Well on second thought - you are pretty classy yourself - sometimes


----------



## Guest (Feb 16, 2009)

Yep, she's my baby sister.  I don't know about the rest of it.


----------



## Linda Cannon-Mott (Oct 28, 2008)

Great site Vampyre! Oh I love the adorable puppy! You have every right to be proud of your sister. Thanks for sharing.


----------



## chobitz (Nov 25, 2008)

Vampi does she breed puggles?

I am trying to convince my DH that all I want for my birthday (May 27) is another furbaby. I love puggles and I bet one would be a great little brother for my mini werewolf Shadow   I bet if I told my DH that the breeder was the sister of a friend he would be more likely to get me one..


----------



## Gertie Kindle (Nov 6, 2008)

Nice site, Vampy.  I'm sure you were available to give Lil' Sis some advice from time to time.


----------



## Guest (Feb 16, 2009)

Not for setting up her web site.

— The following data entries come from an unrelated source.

PR #7823, opened 2021-03-01
Fix Issue 16200 - Faster pow implementation for integral exponents

berni44:
A few weeks ago I checked the alternative algorithms for `pow` given in issue 16200. Although not the way @andralex suggests there (see attachment of the issue for why I did not implement the suggested algorithm and more details), this finally lead to some other ideas on how to improve speed for this function. The main idea is to bail out early, when the result is a fixpoint (NaN, +/-inf and 0.0).

IMHO, the result speaks for itself (averaged over random bit patterns for the floating point value and iterating the exponent from -500 to 500 on x-axis, run on 2 billion tests for each FP type):

image

For "normal" operations, that is calls, where the result is not one of the fix points, there is no theoretical advantage in this algorithm. But luckily, there seems to be no disadvantage in practice. Seems, we get the speedup here (almost) for free due to some pipelining techniques or similar in the processor.

Averages on my computer in 1/100 ns:

Type | Result | current | proposed
-|-|-|-
float | NaN | 168,000 | 1
|| +/-inf | 16,253 | 140
|| 0.0 | 11,555 | 160
|| other | 668 | 668
|| avg | 14,302 | 158
double | NaN | 166,192 | 3
|| +/-inf | 52,007 | 18
|| 0.0 | 14,980 | 21
|| other | 194 | 195
|| avg | 33,069 | 22
real | NaN | 162,821 | 4,990
|| +/-inf | 124,132 | 8
|| 0.0 | 12.271 | 8
|| other | 21 | 24
|| avg | 67,210 | 8

A strange casual result is the long duration `isNaN` takes for reals...

Proof of the two conclusions used in the code:

```
   m * floor(log2(abs(v))) >= F.max_exp  
=>        m * log2(abs(v)) >= F.max_exp
=>         log2(abs(v)^^m) >= F.max_exp = log2(F.max+1)
=>               abs(v)^^m >= F.max+1
=>               abs(v)^^m >  F.max
```

For the second one we have to note, that `nextUp(0.0) == 2 ^^ (-bias - F.mant_dig + 2)` and `floor(log2(abs(v))) == ex - bias`.

```
              m * (bias - ex - 1) >= bias + F.mant_dig - 1
=>            m * (bias - ex - 1) >= bias + F.mant_dig - 1
=>           -m * (ex - bias + 1) >= bias + F.mant_dig - 1
=> -m * (floor(log2(abs(v))) + 1) >= bias + F.mant_dig - 1
=>        -m * ceil(log2(abs(v))) >= bias + F.mant_dig - 1          // note: log2(abs(v)) < 0
=>              -m * log2(abs(v)) >= bias + F.mant_dig - 1
=>              -m * log2(abs(v)) >  bias + F.mant_dig - 2
=>               m * log2(abs(v)) <  -(bias + F.mant_dig - 2)
=>                log2(abs(v)^^m) <  -(bias + F.mant_dig - 2)
=>                      abs(v)^^m <  2^^(-bias - F.mant_dig + 2)
```

### DIFF
--- a/std/math.d
+++ b/std/math.d
@@ -7449,6 +7449,9 @@ real fma(real x, real y, real z) @safe pure nothrow @nogc { return (x * y) + z; 
 Unqual!F pow(F, G)(F x, G n) @nogc @trusted pure nothrow
 if (isFloatingPoint!(F) && isIntegral!(G))
 {
+    // NaN ^^ 0 is an exception defined by IEEE (yields 1 instead of NaN)
+    if (isNaN(x)) return n ? x : 1.0;
+
     import std.traits : Unsigned;
     real p = 1.0, v = void;
     Unsigned!(Unqual!G) m = n;
@@ -7468,13 +7471,76 @@ if (isFloatingPoint!(F) && isIntegral!(G))
             return 1.0;
         case 1:
             return x;
-        case 2:
-            return x * x;
         default:
         }
 
         v = x;
     }
+
+    // Bail out early, if we can estimate that the result is infinity or 0.0:
+    //
+    // We use the following two conclusions:
+    //
+    //    m * floor(log2(abs(v))) >= F.max_exp
+    // =>             abs(v) ^^ m >  F.max == nextDown(F.infinity)
+    //
+    //    m * (bias - ex - 1) >= bias + F.mant_dig - 1
+    // =>         abs(v) ^^ m <  2 ^^ (-bias - F.mant_dig + 2) == nextUp(0.0)
+    //
+    // floor(log2(abs(v))) == ex - bias can be directly taken from the
+    // exponent of the floating point represantation, to avoid long
+    // calculations here.
+
+    enum uint bias = F.max_exp - 1;
+
+    static if (is(F == float))
+    {
+        float f = cast(float) v;
+        uint ival = () @trusted { return *cast(uint*) &f; }();
+        ulong ex = (ival >> 23) & 255;
+    }
+    else static if (is(F == double) || (is(T == real) && T.mant_dig == double.mant_dig))
+    {
+        double d = cast(double) v;
+        ulong ival = () @trusted { return *cast(ulong*) &d; }();
+        ulong ex = (ival >> 52) & 2047;
+    }
+    else static if (is (F == real) && real.mant_dig == 64)
+    {
+        ulong ex = void;
+        if (__ctfe)
+        {
+            // in CTFE we cannot access the bit patterns and have therefore to
+            // fall back to the (slower) general case
+            // skipping subnormals by setting ex = bias
+            ex = abs(v) == F.infinity ? 2 * bias + 1 :
+                (abs(v) < F.min_normal ? bias : cast(ulong) (floor(log2(abs(v))) + bias));
+        }
+        else
+        {
+            ulong[2] ival = () @trusted { return *cast(ulong[2]*) &v; }();
+            ex = ival[1] & 32767;
+        }
+    }
+    else
+    {
+        // ToDo: Add special treatment for other reals too.
+
+        // In the general case we have to fall back to log2, which is slower, but still
+        // a certain speed gain compared to not bailing out early.
+            // skipping subnormals by setting ex = bias
+        ulong ex = abs(v) == F.infinity ? 2 * bias + 1 :
+            (abs(v) < F.min_normal ? bias : cast(ulong) (floor(log2(abs(v))) + bias));
+    }
+
+    // m * (...) can exceed ulong.max, we therefore first check m >= (...).
+    // This is sufficient to know that the result will be infinity or 0.0
+    // and at the same time it guards against an overflow.
+    if (ex > bias && (m >= F.max_exp || m * (ex - bias) >= F.max_exp))
+        return (m % 2 == 0 || v > 0) ? F.infinity : -F.infinity;
+    else if (ex < bias - 1
+             && (m >= bias + F.mant_dig - 1 || m * (bias - ex - 1) >= bias + F.mant_dig - 1))
+        return 0.0;
 
     while (1)
     {


std/math.d
```diff
@@ -7449,6 +7449,9 @@ real fma(real x, real y, real z) @safe pure nothrow @nogc { return (x * y) + z;
 Unqual!F pow(F, G)(F x, G n) @nogc @trusted pure nothrow
 if (isFloatingPoint!(F) && isIntegral!(G))
 {
+    // NaN ^^ 0 is an exception defined by IEEE
```
andralex, line 7452:
```suggestion
    // NaN ^^ 0 is an exception defined by IEEE (yields 1 instead of NaN)
```

std/math.d
```diff
@@ -7449,6 +7449,9 @@ real fma(real x, real y, real z) @safe pure nothrow @nogc { return (x * y) + z;
...
+    if (isNaN(x) && n != 0) return x;
```
andralex, line 7453:
```suggestion
    if (isNaN(x)) return n ? x : 1.0;
```

should help with the slowness of nan

std/math.d
```diff
@@ -7476,6 +7479,69 @@ if (isFloatingPoint!(F) && isIntegral!(G))
...
+    // =>             abs(v) ^^ m >  F.max == nextDown(F.infinity)
+    //
+    //    m * (bias - ex - 1) >= bias + F.mant_dig - 1
+    // =>         abs(v) ^^ m <  2 ^^ (-bias - F.mant_dig + 2) == nextUp(0.0)
+    //
+    // floor(log2(abs(v))) == ex - bias can be directly taken from the
+    // exponent of the floating point represantation, to avoid long
+    // calculations here.
+
+    enum int bias = F.max_exp - 1;
```
andralex, line 7496:
```suggestion
    enum uint bias = F.max_exp - 1;
```

(all calculations involving bias are in unsigned IIUC)

std/math.d
```diff
@@ -7476,6 +7479,69 @@ if (isFloatingPoint!(F) && isIntegral!(G))
...
+    {
+        // ToDo: Add special treatment for other reals too.
+
+        // In the general case we have to fall back to log2, which is slower, but still
+        // a certain speed gain compared to not bailing out early.
+        ulong ex = abs(v) == F.infinity ? 2 * bias + 1 :
+            (abs(v) < F.epsilon ? bias : cast(ulong) (floor(log2(abs(v))) + bias));
+    }
+
+    // m * (...) can excede ulong.max, we therefore first check m >= (...).
```
andralex, line 7536:
```suggestion
    // m * (...) can exceed ulong.max, we therefore first check m >= (...).
```

std/math.d
```diff
@@ -7476,6 +7479,69 @@ if (isFloatingPoint!(F) && isIntegral!(G))
...
+    // This is sufficient to know, that the result will be infinity / 0.0
```
andralex, line 7537:
```suggestion
    // This is sufficient to know that the result will be infinity or 0.0
```

std/math.d
```diff
@@ -7476,6 +7479,69 @@ if (isFloatingPoint!(F) && isIntegral!(G))
         v = x;
     }
 
+    // Bail out early, if we can estimate, that the result is infinity or 0.0:
```
andralex, line 7482:
```suggestion
    // Bail out early, if we can estimate that the result is infinity or 0.0:
```

andralex (approved):
cool beans!

maxhaton:
What compiler and flags was used to generate this data?

berni44:
> What compiler and flags was used to generate this data?

ldc 1.25.0 with -O3 -release -boundscheck=off -flto=full -defaultlib=phobos2-ldc-lto,druntime-ldc-lto -mcpu=native on a Intel(R) Core(TM) i3-7100T CPU @ 3.40GHz

std/math.d
berni44: At least on my box this had no effect...

berni44:
Added all requested changed of @andralex 

In addition to that, I removed the special case of exponent 2. Yesterday I was wondering about the little dark blue peek next to 0 in the diagram and tonight I realized it's caused by this special case: inf*inf and denormalized*denormalized are very slow compared to normal multiplications...

RazvanN7 (approved):

thewilsonator (approved):

berni44:
Just for reference, the same table with gdc-4.8.5 -O3 -fno-bounds-check -frelease:

Type | Result | current | proposed
-|-|-|-
float | NaN | 135,427 | 1
|| +/-inf | 15,818 | 137
|| 0.0 | 10,773 | 157
|| other | 668 | 700
|| avg | 13,578 | 157
double | NaN | 134,838 | 0
|| +/-inf | 42,263 | 18
|| 0.0 | 12,446 | 22
|| other | 194 | 216
|| avg | 27,008 | 23
real | NaN | 130,019 | 0
|| +/-inf | 97,052 | 3
|| 0.0 | 11,172 | 3
|| other | 22 | 179
|| avg | 53,326 | 5

Here is a clear loss visible for the non fix point tasks. But the peculiarity of `isNaN` with reals vanished.

berni44:
Shouldn't the bot remove the auto-merge label whenever I push something? I found a bug in this code (I confused real.epsilon with real.min_normal). Probably, the code works anyway, but I wanted to have a closer look before this is merged and I'm too tired now, to work this out. Will do this tomorrow...

berni44:
Due to technical problems I had no internet for several days, but I used the time to get this PR right: First of all, the former version would have worked too, but would have been slower for CTFE and big reals.

Second, I added some unittests. Obviously they work with the current version too, but I missed them anyway: Checks with results close to infinity and close to 0.0, once at runtime and once during CTFE.

While I created this unittests, I noticed a [CTFE bug](https://issues.dlang.org/show_bug.cgi?id=21688). Hence some of the tests are commented out.

berni44:
Removed the unittests. I'll add them in a separate PR...

ibuclaw:
> Just for reference, the same table with gdc-4.8.5 -O3 -fno-bounds-check -frelease:

I am amazed anyone is using a version older than 9.x 😱

berni44:
> > Just for reference, the same table with gdc-4.8.5 -O3 -fno-bounds-check -frelease:
> 
> I am amazed anyone is using a version older than 9.x

@ibuclaw Funnily I didn't realize, that this one is older, than the one installed from debian stable (8.3.0). I stuggled a lot to get the latest version installed on my box, but didn't manage to do so. Then I found out, that the dlang install script also features gdb and used it to install it, because I thought, that this should be the latest version. I didn't check though and I was not aware of which numbers are the current numbers...

ibuclaw:
> > > Just for reference, the same table with gdc-4.8.5 -O3 -fno-bounds-check -frelease:
> > 
> > I am amazed anyone is using a version older than 9.x
> 
> @ibuclaw Funnily I didn't realize, that this one is older, than the one installed from debian stable (8.3.0). I stuggled a lot to get the latest version installed on my box, but didn't manage to do so. Then I found out, that the dlang install script also features gdb and used it to install it, because I thought, that this should be the latest version. I didn't check though and I was not aware of which numbers are the current numbers...
> 

Yeah, that pulls the binary off my server. It's a $new_project to start making new download binaries again, preferably with some cadence.

std/math.d
```diff
@@ -7468,14 +7471,77 @@ if (isFloatingPoint!(F) && isIntegral!(G))
...
+
+    enum uint bias = F.max_exp - 1;
+
+    static if (is(F == float))
+    {
+        float f = cast(float) v;
+        uint ival = () @trusted { return *cast(uint*) &f; }();
+        ulong ex = (ival >> 23) & 255;
+    }
+    else static if (is(F == double) || (is(T == real) && T.mant_dig == double.mant_dig))
```
kinke, line 7502: There's no `T` here. Even when changing that to `F`, I'm seeing a unittest regression with LDC on Windows, with 64-bit `real`.

berni44: IMHO it wouldn't have done any harm. These `static ifs` only provide shortcut for cases, where you do know ahead the result. If they aren't compiled in, the slower calculation at the bottom of the function is used. With the typo this essentially is `else static if (is(F == double) || false)`. And that's exactly the fix I suggest: Just use `else static if (is(F == double)`, which just means: Don't use the speed up for those 64bit-reals.

Due to personal reasons I'll not going to write this PR. If anyone feels inclined, please go on.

I don't know how to do that. I never had a desire or need to do it.



> Vampi does she breed puggles?


I don't think she has any pugs to breed anymore. I'm not sure. There is an email address if you want to write her and I think her phone number is on there too....or I can just ask her tomorrow and let you know.


----------



## Angela (Nov 2, 2008)

very nice site!


----------



## Marci (Nov 13, 2008)

Vampy -

Your little 'sis has done a great job of setting the site up. 

I can't wait until it's filled out a bit more   

Thanks for posting, 

Marci


----------



## drenee (Nov 11, 2008)

What a nice site.  Thanks for sharing, Vampy.


----------



## Guest (Feb 16, 2009)

I'm glad you all are enjoying the preview.  She has quite the can do spirit, unlike me.

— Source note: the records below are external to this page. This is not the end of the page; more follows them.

PR #7825, opened 2021-03-02
Throughout Phobos use core.math intrinsics instead of std.math wrappers

n8sh:
Followup to PR #7821.

### DIFF
--- a/std/bigint.d
+++ b/std/bigint.d
@@ -706,11 +706,8 @@ public:
     }
 
     /// ditto
-    bool opEquals(T)(const T y) const nothrow @nogc if (isFloatingPoint!T)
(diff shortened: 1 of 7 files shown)


std/bigint.d
```diff
@@ -706,11 +706,8 @@ public:
     }
 
     /// ditto
-    bool opEquals(T)(const T y) const nothrow @nogc if (isFloatingPoint!T)
+    bool opEquals(T)(const T y) const pure nothrow @nogc if (isFloatingPoint!T)
     {
-        // This is a separate function from the isIntegral!T case
-        // due to the impurity of std.math.scalbn which is used
-        // for 80 bit floats.
```
n8sh, line 713: `std.math.scalbn` became pure a while ago but this comment was not updated.

thewilsonator (approved):

PR #7831, opened 2021-03-08
std.format: Add %g (step 6): %f like formatting

berni44:
Most of this PR is about getting the different meaning of `precision` right. Only at the end (of `printFloatF`), there is a part about removing trailing zeros.

### DIFF
--- a/std/format/internal/floats.d
+++ b/std/format/internal/floats.d
@@ -1429,6 +1429,7 @@ if (is(T == float) || is(T == double) || (is(T == real) && T.mant_dig == double.
 {
     import std.conv : to;
     import std.algorithm.comparison : max;
+    import std.math : log10, abs, floor, ceil;
 
     enum int bias = T.max_exp - 1;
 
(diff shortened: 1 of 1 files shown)


std/format/internal/floats.d
```diff
@@ -1454,19 +1455,31 @@ if (is(T == float) || is(T == double) || (is(T == real) && T.mant_dig == double.
     // this estimate
 
     // Default for the right side is the number of digits given by f.precision plus one for the dot.
-    auto max_right = f.precision + 1;
+    static if (g)
+        auto max_right = max(0, f.precision - cast(int) floor(log10(abs(val))));
```
RazvanN7, line 1459: UFCS can be used here to make it more readable: `val.abs.log10.floor`

std/format/internal/floats.d
```diff
@@ -1454,19 +1455,31 @@ if (is(T == float) || is(T == double) || (is(T == real) && T.mant_dig == double.
...
+        auto max_right = f.precision + 1;
 
     // If the exponent is <= 0 there is only the sign and one digit left of the dot, else
     // we have to estimate the number of digits. The factor between exp, which is the number of
     // digits in binary system and the searched number is log_2(10). We round this down to 3.32 to
     // get a conservative estimate. We need to add 3, because of the sign, the fact, that the
     // logarithm is one to small and because we need to round up instead of down, which to!int does.
-    auto max_left = exp > 0 ? to!int(exp / 3.32) + 3 : 2;
+    static if (g)
+        auto max_left = max(2, 2 + cast(int) ceil(log10(abs(val))));
```
RazvanN7, line 1469: ditto

RazvanN7 (approved):

Issue #1117, opened 2024-05-31
Make it possible to quickly enable all disabled steps (enable all)


davsclaus:
### Please describe the feature that you want to propose

There is a new feauture in kaoto, where you can disable individual EIPs in the routes. That is good during development and trouble shooting where you turn off unwanted stuff to focus on where a problem is.

After that, you may want to turn it all on again, and so it would be nice with a "enable all" menu item or something ala that

PR #1568, opened 2024-10-11
feat #1117: Add EnableAll menu item when routes include multiple disabled steps

ibek:
fix: https://github.com/KaotoIO/kaoto/issues/1117


ibek:
[Screencast from 2024-10-11 15-35-43.webm](https://github.com/user-attachments/assets/17f2986b-7203-4b30-9a07-e04cf30d5e75)

lordrip (approved):
@ibek, thanks for the contribution, I ran the code, and it works fine, there are a couple of topics around the typings and stuff, but I can take care of them afterward.

I'm gonna merge the PR now but I wanted to ask you, would it be ok from your POV to have this `Enable all` entry at all times, regardless of having disabled elements?

The reason is since we're iterating over all nodes, this could be an expensive operation at some point, slowing down the contextual menu, sure, this only would happen for slower computers + big YAML definitions, but I think we have seen a few cases like that in the past 😃.

Please let me know what you think and I'll refactor it later. Once again thanks for taking the time to check this.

She and her husband built their house.  They also built everyone of her Kennels, and planted a pecan orchard and all kinds of other projects.  

Once her house was built, she had a bare space on a wall in the living room.  Instead of buying a picture, she painted her own muriel on the wall and her husband framed it.  Even though it's mostly done, she still tinkers with it making tiny improvements.  She has never had any real training to do any of this stuff.  She just thinks of something she wants done and does it.


----------



## sjc (Oct 29, 2008)

Aaaawwwwww...I want a puppy.  Great job...you both should be proud.


----------



## Lizzy (Nov 26, 2008)

That is really nice. Ive been working on one of my own so i know just how hard it is to do. You can really be proud of her. She's doing a great job.


----------



## robin.goodfellow (Nov 17, 2008)

Awwww, fuzzy puppies.

She's doing a great job on her website!  Those things can be a bear, and tedious to boot.  Even though she's not done (and I can't imagine what the site will look like when she is), she's done a fantastic job. Way to go, Vampsister!


----------



## Guest (Feb 16, 2009)

Thanks, but I didn't do anything.


----------



## Anju  (Nov 8, 2008)

You are her big brudder and give her moral support!  That  counts for something.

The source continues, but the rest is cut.